TASK TO COMPLETE -
Count, in the entries below, the lines in which "calling" occurs. Give the number, nothing more.

*** Begin section ***

PR #894, opened 2020-06-22
Remove default queue proxy resource limit and Add KFServing benchmarking 

### LINKED ISSUE #844: KFServing tail latency issue due to k8s cpu throttle for knative queue proxy
/kind bug

Currently KFserving sets queue proxy resources limit with `queue.sidecar.serving.knative.dev/resourcePercentage: 20` annotation, however due to kubernetes/kubernetes#67577, queue proxy can still get throttled even it does not hit the cpu limit if the OS does not have [kernel fix](https://gist.github.com/bobrik/2030ff040fad360327a5fab7a09c4ff1), this affects the KFServing tail latency at p95/p99.

related upstream knative issues 
https://github.com/knative/serving/issues/8057
https://github.com/knative/serving/issues/7349

KFServing performance should be comparable to raw kubernetes deployment with knative queue proxy

**Environment:**

- Istio Version:1.1.6
- Knative Version: 0.11.2
- KFServing Version: 0.3
- Kubeflow version: 1.0
- Minikube version:

yuzisun:
- Removing default KFServing queue proxy percentage based resource limit annotation which causes high tail latency due to a [linux kernel bug](https://github.com/kubernetes/kubernetes/issues/67577).
- Add KFServing benchmark result and compare with raw kubernetes service/deployments using HPA.

***before***
```
Requests      [total, rate]            300, 5.02
Duration      [total, attack, wait]    59.840230434s, 59.800002674s, 40.22776ms
Latencies     [mean, 50, 95, 99, max]  6.591095ms, 3.027777ms, 39.89522ms, 40.068618ms, 40.781162ms
Bytes In      [total, mean]            6900, 23.00
Bytes Out     [total, mean]            24600, 82.00
Success       [ratio]                  100.00%
Status Codes  [code:count]             200:300
```
***after***
```
Requests      [total, rate]            300, 5.02
Duration      [total, attack, wait]    59.804045855s, 59.799961298s, 4.084557ms
Latencies     [mean, 50, 95, 99, max]  4.427072ms, 4.306852ms, 4.902942ms, 5.399814ms, 33.870577ms
Bytes In      [total, mean]            6900, 23.00
Bytes Out     [total, mean]            24600, 82.00
Success       [ratio]                  100.00%
Status Codes  [code:count]             200:300 
```

Fixes #844 

1. Removing the KFServing default queue proxy resource limit, Knative has made queue proxy resource limit configurable in https://github.com/knative/serving/pull/8195 which should be in the coming release.

**Release note**:

```release-note
For users who has resource quota turned on, we suggest add `queue.sidecar.serving.knative.dev/resourcePercentage` annotation manually on the inference service before knative releases the fix to make queue proxy resource limit configurable.
```


test/benchmark/README.md
```diff
@@ -0,0 +1,223 @@
...
+```bash
+kubectl apply -f ./sklearn_vegeta_cfg.yaml
+```
+- Create the benchmark job
+```bash
+kubectl create -f ./sk_benchmark.yaml
+```
+
+#### CC=8 With queue proxy and activator on the request path
+Create an `InferenceService` with `ContainerCurrency`(cc) set to 8 which equals to the number of codes on the node.
```
cliveseldon, line 42: typo codes->cores

test/benchmark/README.md
```diff
@@ -0,0 +1,223 @@
...
+also effectively acts as a load balancer which distributes the load across all the pods as they become available in a way that
+does not overload them with regards to their concurrency settings. So it protects the app from burst so you do not see messages
+queuing in the user pods.
+
+## Environment Setup
+- K8S: v1.14.10-gke.36
+- Istio: 1.1.6
+- Knative: 0.11.2
+- KFServing: master
+
```
cliveseldon, line 24: Can we say what GKE or other cluster nodes were used so easier for people to replicate?

yuzisun: ye I mentioned right above it is `v1.14.10-gke.36`

cliveseldon: So all defaults - 3 node n1-standard? Would it be possible to run node affinity to make the model run on a separate node to vegeta?

yuzisun: it is 8 nodes n1-standard, the vegeta is run as a kubernetes job so you can specify node anti-affinity to run on a different node.

salanki:
Which cgroup does the queue proxy end up in if there are no resource requests / limits? IIRC, scheduling a Pod with no resource requests / limits will put it in the root of the burstable CGroup where it will have a very small CPU share if the system goes full.

yuzisun:
> Which cgroup does the queue proxy end up in if there are no resource requests / limits? IIRC, scheduling a Pod with no resource requests / limits will put it in the root of the burstable CGroup where it will have a very small CPU share if the system goes full.

@salanki the proper way to configure the queue proxy resource limit is to use the configmap introduced in https://github.com/knative/serving/pull/8195 which allows for setting absolute limits instead of current percentage based limits with hard coded upper/lower bound, we found that by setting CPU with whole number on queue proxy you get the optimal performance than using fractional CPU.

yuzisun:
@pradithya what do you think removing the hard coded queue proxy resource limit here in favor of the configmap introduced in knative/serving#8195  since you run into the same cpu throttling issue with the kernel bug?

pradithya:
I am in favor with this, I did the similar implementation to fix the performance issue in my company.

test/benchmark/sk_benchmark.yaml
```diff
@@ -0,0 +1,37 @@
...
+  parallelism: 1
+  template:
+    metadata:
+      annotations:
+        sidecar.istio.io/inject: "false"
+    spec:
+      containers:
+        - args:
+            - vegeta -cpus=1 attack -duration=10m -rate=5/1s -targets=/var/vegeta/cfg
+              | vegeta report -type=text
```
cliveseldon, line 16: I think its best to rerun these tests again with `-keepalive=false` as I have found for calling internal SVCs you won't get proper round-robin as Vegeta will be reusing TCP connections by default.

yuzisun: I think in the real case user also want `keepalive=true` so vegeta default is good.

cliveseldon: But in the real case users will be usually calling via an Ingress which will ensure load balancing for downstream connections via say Envoy. I think the issue is that you may find in the HPA case that some pods get overloaded when internal SVC calls from Vegeta reuse TCP connections.

yuzisun: For the HPA case if you check the setup above I also create a virtual service which routes to the internal svc, so it is going through the local cluster gateway and envoy is doing the load balancing. The comparison should be fair since both are hitting from the cluster local gateway, for HPA case it directly routes to the user container from kubernetes internal svc while for KPA case it is gateway -> activator -> queue-proxy-> user container.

*** End section ***

SOLUTION FOR THIS EXERCISE -
2